As the labor market tightened in 2018, U.S. employers turned to one benefit in particular to attract and retain workers: paid family leave.
After Starbucks Corp. and Walmart Inc. extended paid time off to hourly workers in January, at least 18 more large companies followed suit. As a result, an estimated 4.8 million people had access to more generous paid leave benefits this year, according to data compiled by PLUS, a paid leave advocacy organization.

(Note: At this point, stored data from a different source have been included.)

Issue #2564, opened 2018-11-10
get ctest -C All in an representable state


MichaelPFrey:
#2490 did not regenerate all tests.
some tests just need to be regenerated: ( #2565)
   * issue13
   * issue13b
   * issue13c
   * issue584
   * issue945
   * issue945b
   * issue945c
   * issue945d
   * issue945e
   * issue945f

Some tests need to be readjusted:
   * issue1580-back-to-back
   * issue1580-import-back-to-back

some may need to be readjusted
   * issue791
   * issue1876
(depending on what part of the geometry is critical)

may need manual generation/copying files around:
   * issue591

But I think we generally tend to overlook `ctest -C All`, but it would be good to go trough them before the next release.

kintel:
Closed by #2783

PR #2783, opened 2019-02-12
Updating "ctest -C All" expected results

thehans:
For #2564


thehans:
All the existing `ctest -C All` tests should be in order now, however it looks like there are a few scad files in `testdata/scad/bugs` that just aren't in the list and don't get run.  I haven't gone through them one by one, but its possible that some may no longer be bugs, and should be moved to another directory.  I'm thinking it might be nice if `tests/CMakeLists.txt` could automatically create a list from all scad files in the various directories like this without explicitly naming every one, so we don't miss any in the future.

Another nice to have, but maybe a bit complicated, would be if the test could report scad files from `bugs` that *don't* trigger any failures, so we can see more easily when they are fixed.

kintel:
There are some old files lying around in `bugs/`. The current strategy is to move files from bugs/ to issues/ as regression tests once the bugs are fixed. This wasn't done for earlier bugs.

MichaelPFrey:
First of all: Thank you for giving it a try.

Now to the diffs:

` tests/regression/throwntogethertest/example006-expected.png` when I load example006 in the UI, press F5 followed by F12, I see those green cubes.

` tests/regression/opencsgtest/example006-expected.png` when I load example006 in the UI, press F5, then the rounded edge is green as in the old file, not yellow as in the new file.

In this two cases, UI and console do not show the same thing.

That is one the hard part of regenerating the tests: It is hard to decode what is a bug that the test framework is supposed to catch or just an artefact.

The other hard parts are tests regarding bugs.
The other hard part is to check the perspective, as it can be hard to guess if the key geometry is still shown.

thehans:
I did edit example006.scad to be a little more efficient to render, that's why those particular results are different.  That one was a pet peeve of mine.  It now uses hull of spheres to make the rounded cube shape now.  Plus the sphere corners are a little cleaner now if you look closely, without overlapping rotated spheres.  I feel like its a better example, though now it doesn't really qualify as an "Old" example anymore.  (it uses `is_list` now too)

Also if you are loading example from Example menu, it comes from installed location, not the local folder so that could also be the issue if you are testing on this branch already.

MichaelPFrey:
You are right - I overlooked that not only the image has changed but also the code that is used to generate it. My bad.

thehans:
No problem. I actually only noticed that the Example menu pulls from system files after I went to save my edits and found that I didn't have permission ;-)

Here are the other cases which I edited which affect output(to better show geometry after the change in viewpoint of #2490 ), but should still fail in the relevant way:
`testdata/scad/bugs/issue1580-back-to-back.scad`
`testdata/scad/bugs/issue1580-back-to-back2.scad`
`testdata/scad/bugs/issue1876.scad`

PR #2789, opened 2019-02-16
Getting tests from MXE build to work on Windows

thehans:
Been using docker on my own machine to produce windows binaries etc, and wanted to get the `scripts/release-common.sh` tests option working once again.

All the default tests but 1 (non-ascii) are working for me now.


kintel:
Nice one; this must be a frustrating part of the codebase to work in...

Many employers, like General Mills Inc., increased the amount of paid time off available to new moms and added the benefit for new dads, too. Paid time off to care for a sick relative or loved one is also on the rise, the survey found.
The U.S. remains the only high-income country that fails to provide paid family leave, and companies typically have extended such benefits only to salaried or full-time workers. This year, that started to change. In addition to Starbucks and Walmart, H&M, Dollar General Corp. and Darden Restaurants Inc. extended their policies to cover more classes of workers. Now more than half of the 57 largest employers tracked by PLUS offer the same amount of leave time to all classes of employees. About a dozen now say they offer paid caregiver leave, up from just two in 2017.
“When a few big companies implement a policy there’s a little bit of follow the leader,” said Annie Sartor, an advocacy director at PLUS. “They’re leveling up.”
They’re also getting pressure from their employees. Millennials, now the biggest demographic in the U.S. workforce, have pushed for paid family leave as they age into parenthood. At H&M, union members worked for two years to get paid family leave for part-time workers; their new contract, signed earlier this month, includes the expanded coverage.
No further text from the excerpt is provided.